• **EXERCISE DIRECTIONS**:
The answer must be a single number: the count of lines in these records that hold "looks".

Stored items
PR #29, opened 2019-12-05
Return serverId when an entry is added to the database.

navilperez:
After an entry is written to the database return its assigned serverId.
This will support the broadcasting of event once it is written to the
database.

### DIFF
--- a/blockly-rtc/server/db_utils.js
+++ b/blockly-rtc/server/db_utils.js
@@ -23,6 +23,14 @@
 const db = require('./db');
 
 /**
+ * A local representation of an entry in the database.
+ * @typedef {Object} LocalEntry
+ * @property {<!Array.<!Object>>} events An array of Blockly Events in JSON
+ * format.
+ * @property {string} entryId The id assigned to an event by the client.
+ */
+
+/**
  * Query the database for rows since the given server id.
  * @param {number} serverId serverId for the lower bound of the query.
  * @return {!Promise} Promise object represents the rows since the last given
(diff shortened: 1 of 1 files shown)


blockly-rtc/server/db_utils.js
```diff
@@ -45,22 +53,31 @@ function queryDatabase(serverId) {
...
-        console.error(err.message);
-        reject(err);
-      };
+    db.serialize(() => {
+      db.run('INSERT INTO eventsdb(events, entryId) VALUES(?,?)',
+          [JSON.stringify(entry.events), entry.entryId], (err) => {
+        if (err) {
+          console.error(err.message);
+          reject(err);
+        };
```
samelhusseini, line 71: What happens if the second SQL query completes before the first? I think you would resolve before having completed the ``INSERT``

samelhusseini: What is the relationship between the two queries, should they be chained?

navilperez: Yes, the two are executing sequentially since they are wrapped by db.serialize. More info on db.serialize here: https://www.sqlitetutorial.net/sqlite-nodejs/statements-control-flow/. Based on this, I do not believe the second query can resolve before the first is completed. Let me know if this is incorrect.

samelhusseini: Yep, that makes sense. Thanks for clarifying.

samelhusseini (approved):

PR #31, opened 2019-12-06
Refactor db_util to Database.

navilperez:
Database is an object that takes as a parameter a SQLite database object. The functions from db_utils are now methods of Database.


blockly-rtc/server/http_server.js
```diff
@@ -23,14 +23,16 @@
 const http = require('http'); 
 const url = require('url');
 
-const sql = require('./db_utils');
+const Database = require('./Database').Database;
+const db = require('./db');
```
rachel-fenichel: Why is this require out here instead of in the database constructor?

blockly-rtc/server/http_server.js
```diff
@@ -23,14 +23,16 @@
...
 
+const database = new Database(db);
 const PORT = 3001;
 
 http.createServer((req, res) => {
   const parsedUrl = url.parse(req.url, true);
   if (req.method === 'GET' && parsedUrl.pathname === '/api/events/query') {
-    sql.queryDatabase(parsedUrl.query.serverId)
+    database.queryDatabase(parsedUrl.query.serverId)
```
rachel-fenichel: I suggest renaming the function to `query` now that `database` is already in the call.

rachel-fenichel (commented):
I have a few questions, but overall it looks good.

blockly-rtc/server/http_server.js
navilperez: I am having trouble understanding what having db.js in the constructor would look like. Would you mind elaborating?
My thought was that a the server could create a Database object with any sqlitedb (db.js). Is the suggestion for the Database constructor to not take parameters and already have this.db = db?

blockly-rtc/server/http_server.js
navilperez: Good point! Done.

blockly-rtc/server/http_server.js
rachel-fenichel: You would move the `const db = require('./db');` line into the start of the database file, and then do `this.db = db;` in the constructor.  

I ask because it looks like everywhere that you're passing in a db as a parameter, it comes directly from this require.  So it's unclear to me why you have the require in multiple files instead of minimizing its scope.

navilperez: Ah yes, this const db = 'require('./db'); was originally in the database file prior to this change. I will move it back.
I believe I initially took it out so that we could test the Database wrapper functions without actually connecting to a database, however that might have been an unnecessary precaution.

rachel-fenichel (approved):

• **RESULT FOR THIS EXERCISE**:
2